Пуанкаре был в прекрасных отношениях с семьей своей сестры, часто бывал в их доме. Особую симпатию испытывал он к своему племяннику, Пьеру Бутру, одаренному математику, который своими работами по теории функций и дифференциальным уравнениям продемонстрировал глубину мысли и оригинальность методов. Но это не помешало ему публично выступить против философских взглядов Эмиля Бутру. Наиболее развернутая и последовательная критика была дана им в докладе на IV Международном конгрессе по философии, состоявшемся в Болонье в 1911 году. Э. Бутру тоже был участником конгресса и, сидя в зале среди своих многочисленных коллег, внимал далеко не приятным для себя словам наиболее авторитетного представителя точных наук. В том же году доклад Пуанкаре был опубликован под названием «Эволюция законов». Отстаивая законы науки от систематических нападок философа-идеалиста, Пуанкаре в то же время впервые ставит вопрос о возможности изменения этих законов со временем. Решая вопрос в духе своего конвенционалистского подхода, он считает, что законы науки удобнее считать неизменными. Признав изменчивость законов, ученые вынуждены будут преодолевать новые затруднения — искать законы, согласно которым изменяются, эволюционируют сами законы.
В эти годы Пуанкаре часто выступает на международных конгрессах и много разъезжает. Видимо, от отца он унаследовал страсть к путешествиям. Вспоминал ли Анри свое былое увлечение географией в начальных классах лицея, когда наблюдал природу различных уголков Европы и Америки? «Если бы природа не была прекрасной, она не стоила бы того, чтобы быть познанной, жизнь не стоила бы того, чтобы быть прожитой», — скажет он однажды. Пуанкаре побывал практически во всех странах Европы и, по крайней мере, дважды был в Соединенных Штатах. В каждой стране он хотел видеть наиболее характерные и примечательные места, не испытывая желания удаляться от традиционных маршрутов.
В апреле 1908 года Пуанкаре прибыл в Рим на IV Международный математический конгресс.
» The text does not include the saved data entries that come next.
Issue #5120, opened 2017-12-05
Performance: Manage Packages view


chenriksson:
Opened to address server-side performance mentioned in PR #5060 

Potential optimizations:
1.  Packages.cshtml does a lot of UrlHelper.Action calls for Delete DeletePackage and ManagePackageOwners (for each version). With >1500 versions, this accounts for 65.8% inclusive (RouteCollection.GetVirtualPath is expensive).

Fix: Consider single virtual path lookup for DeletePackage, ManagePackageOwners, and Edit package action links then replace route values manually without route configuration lookup.

![image](https://user-images.githubusercontent.com/15364949/33627396-3ff56720-d9b2-11e7-9323-f92f3c3bcbca.png)

2. Packages.cshtml also has a lot of action links for package owner profiles. We should consider the same approach for these.

![image](https://user-images.githubusercontent.com/15364949/33629693-d6238e82-d9b9-11e7-9cee-511b519ec836.png)

chenriksson:
Branch: chenriks-perf-managepackages
Improvement: -32.8% (server) latency (warm)

Before:
- 6.41s (cold)
- 2.96s
- 2.90s
- 2.93s
- Avg (warm) = 2.93

After:
- 4.82s (cold)
- 1.94s
- 2.00s
- 1.98s
- Avg (warm) = 1.97s

chenriksson:
After rebase latest dev, and including Url.Package template.
Improvement: -60.2% (server) latency (warm)

Before:
* 1.63s
* 1.67s
* 1.68s
* Avg (warm) = 1.66s

After:
* 645ms
* 653ms
* 684ms
* Avg (warm) = 660.7ms

chenriksson:
The initial (cold) load of 'Manage Packages' has additional overhead due to EF reflection:

![image](https://user-images.githubusercontent.com/15364949/33694402-bdd7905a-daac-11e7-9c93-61ff3933a6ea.png)

xavierdecoster:
@chenriksson this is in deployed to dev state, is there a way you could verify and label it as such?

chenriksson:
Closing - will verify as part of #5173

PR #5138, opened 2017-12-07
Manage Packages: optimize package link generation

chenriksson:
Seeing up to 60% increase in server-side view performance. See #5120 for details.

### DIFF
--- a/src/NuGetGallery/App_Code/ViewHelpers.cshtml
+++ b/src/NuGetGallery/App_Code/ViewHelpers.cshtml
@@ -246,17 +246,6 @@
     </span>
 }
 
-@helper UserLinkWithIcon(RouteValueTemplate<User> urlTemplate, User user)
-{
-    <span class="ms-noWrap">
-        @if (user is Organization)
-        {
-            <i class="ms-Icon ms-Icon--Group" aria-hidden="true"></i>
-        }
-        <a href="@urlTemplate.Resolve(user)">@user.Username</a>
-    </span>
-}
-
 @helper WriteMeta(string name, string val) {
     if(!String.IsNullOrEmpty(val)) {
         <meta name="deployment-@name" content="@val" />
--- a/src/NuGetGallery/App_Code/ViewHelpers.cshtml
+++ b/src/NuGetGallery/App_Code/ViewHelpers.cshtml
@@ -246,6 +246,17 @@
     </span>
 }
 
+@helper UserLinkWithIcon(RouteValueTemplate<User> urlTemplate, User user)
+{
+    <span class="ms-noWrap">
+        @if (user is Organization)
+        {
+            <i class="ms-Icon ms-Icon--Group" aria-hidden="true"></i>
+        }
+        <a href="@urlTemplate.Resolve(user)">@user.Username</a>
+    </span>
+}
+
 @helper WriteMeta(string name, string val) {
     if(!String.IsNullOrEmpty(val)) {
         <meta name="deployment-@name" content="@val" />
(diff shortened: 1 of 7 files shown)


src/NuGetGallery/App_Code/ViewHelpers.cshtml
```diff
@@ -246,6 +246,17 @@
     </span>
 }
 
+@helper UserLinkWithIcon(RouteValueTemplate<User> urlTemplate, User user)
```
chenriksson: Was used before PR #5060 to show org icon next to org owners. Will fix in morning to use again.

src/NuGetGallery/Helpers/RouteValueTemplate.cs
```diff
@@ -0,0 +1,55 @@
...
+
+using System;
+using System.Collections.Generic;
+using System.Linq;
+using System.Web;
+using System.Web.Routing;
+
+namespace NuGetGallery.Helpers
+{
+    public class RouteValueTemplate<T>
```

Автор доклада «Будущее математики» предстал перед участниками конгресса, математиками всего мира, не замкнувшимся в своем творчестве кабинетным ученым, отгородившимся научными проблемами от всего мира. Судьбы науки, по его мнению, неотделимы от судеб всего человечества. Но читает доклад не сам автор, а другой представитель французской делегации — Гастон Дарбу. Пуанкаре неожиданно почувствовал себя плохо и оказался в больнице. Диагноз врачей встревожил его друзей и коллег — гипертрофия предстательной железы. Но благодаря искусству итальянских хирургов опасность была предотвращена. Мадам Пуанкаре вынуждена была срочно приехать в Рим и с большими предосторожностями, короткими переездами перевозить его в Париж. Через некоторое время обеспокоенные родственники и близкие с удовлетворением отмечали, что Анри с прежней активностью и производительностью возобновил свои научные труды.